LAUSR

Abstract A fairly general formulation for rate-independent strain-gradient plasticity is studied. It includes the possibility of both “energetic” and “dissipative” higher-order stresses and a general effective plastic strain-rate E ˙ , which is convex and homogeneous of degree 1 in the plastic strain-rate and its gradient. The corresponding work-conjugate generalized stress is a convex function of the dissipative stress and higher-order stress and is homogeneous of degree 1 in these variables. The free energy depends on plastic strain and its gradient, as well as on elastic strain. The generalized yield stress depends on the history up to the present of the plastic strain and its gradient. This contrasts with most studies to date in which generalized yield stress is taken to depend only on E, the time-integral of E ˙ . The simple shear of a strip is studied within this framework. It is loaded so as to produce uniform Cauchy stress, which increases monotonically in time.
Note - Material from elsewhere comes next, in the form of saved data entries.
PR #167, opened 2020-10-27
simd: NEON code path in vecmathlib

aras-p:
On iPhone 11 Pro, compressing 2048x2048 image at 6x6 block size, -medium, coding time goes from 16.05s down to 10.61s. PSNR a tiny bit different (41.827408 dB -> 41.827412 dB) due to `flt2int_rtn()` not behaving the same as a proper "round to nearest, even when a tie".


solidpixel:
Rejecting, as superseded by PR #191. Thanks for the starting point =)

Initially the boundaries are free of micro-traction but at a time T the boundaries are passivated. As in previous studies, an “elastic gap” is observed, before plastic flow resumes. In contrast to previous studies, this is now demonstrated to be governed entirely by the function E ˙ that defines the associated flow law. The hardening, either energetic or dissipative, regulates the plastic strain-rate, once this resumes.